--- START ---

PR #4397, opened 2025-06-20
Turn warnings into errors in CI

lum1n0us:
- Apply global warnings in config_common.cmake instead of maintaining them in separate files.
- Enable errors during CI when building iwasm and wamrc


wamr-compiler/CMakeLists.txt
```diff
@@ -198,13 +198,43 @@ if (NOT (CMAKE_C_COMPILER MATCHES ".*clang.*" OR CMAKE_C_COMPILER_ID MATCHES ".*
...
-  set (CMAKE_C_FLAGS "${CMAKE_C_FLAGS} -Wall -Wextra -Wformat -Wformat-security \
-                                       -ffunction-sections -fdata-sections \
-                                       -Wno-unused-parameter -Wno-pedantic")
+  set (CMAKE_C_FLAGS "${CMAKE_C_FLAGS} -ffunction-sections -fdata-sections")
   # Remove the extra spaces for better make log
   string (REGEX REPLACE "  *" " " CMAKE_C_FLAGS ${CMAKE_C_FLAGS})
 endif()
 
+# global additional warnings. Keep those options consistent with config_common.cmake.
+if (MSVC)
```
loganek: feels like a duplication of config_common.cmake - would it make sense to create warnings.cmake file and move the common code there, so it can be included when needed?

build-scripts/config_common.cmake
```diff
@@ -81,6 +81,38 @@ elseif (WAMR_BUILD_TARGET MATCHES "THUMB.*")
...
+  add_compile_options(/W4)
+else ()
+  # refer to https://gcc.gnu.org/onlinedocs/gcc/Warning-Options.html
+  add_compile_options(-Wall -Wextra -Wformat -Wformat-security -Wshadow)
+  # -pedantic causes warnings like "ISO C forbids initialization between function pointer and ‘void *’" which
+  #   requires by NativeSymbol
+  #
+  # -fpermissive causes warnings like "-fpermissive is valid for C++/ObjC++ but not for C"
+  #
+  # _Static_assert and _Alignof requires c11 or later
```
yamt: is this c11 comment intended to be here? why?

lum1n0us: Thank you for reminding me. I am inclined to start a discussion here, as we are using `_Static_assert` and `_Alignof`(and/or atomic), primarily in WASI. Do we need to designate C11 as our standard, or should we continue using a lower version, like C99, for cross-platform compatibility?

---

code in `wamr-compiler/CMakeLists.txt` 

```cmake
if (WAMR_BUILD_LIBC_WASI EQUAL 1)
  # Enable _Static_assert
  set (CMAKE_C_STANDARD 11)
  if (MSVC)
    add_compile_options(/experimental:c11atomics)
  endif()
else()
  set (CMAKE_C_STANDARD 99)
endif()
```

yamt: for modern linux/macOS, i guess it doesn't matter.
i have no idea about the situation of windows.
embedded platforms might have extra restrictions.

i personally prefer conservative options. ie. keep the use of the latest features limited/exceptional.

@loganek do you have opinions? iirc you were using an ancient version of gcc.

loganek: Yes, we do use gcc 4.9 for some platforms. Having said that, specifically `_Static_assert` and `_Alignof` are supported by gcc 4.9 (with a note that `_Static_assert` always requires both parameters).

TianlongLiang (approved):

lum1n0us:
@yamt @loganek  we are planning to merge this pull request, which will impact the current continuous integration or release process. Please provide your feedback.

build-scripts/warnings.cmake
```diff
@@ -0,0 +1,28 @@
+# Copyright (C) 2019 Intel Corporation.  All rights reserved.
+# SPDX-License-Identifier: Apache-2.0 WITH LLVM-exception
+
+# global additional warnings. Keep those options consistent with wamr-compiler/CMakeLists.txt.
```
yamt: i don't understand this comment. wamr-compiler/CMakeLists.txt includes this file, doesn't it?

lum1n0us: Oops, thanks for reminding

lum1n0us:
depends on https://github.com/bytecodealliance/wasm-micro-runtime/pull/4582

yamt (approved):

--- END ---

== REQUIREMENT ==
Wherever a line above contains the string "comment", copy that line.

== WRITTEN RESPONSE ==
yamt: is this c11 comment intended to be here? why?
yamt: i don't understand this comment. wamr-compiler/CMakeLists.txt includes this file, doesn't it?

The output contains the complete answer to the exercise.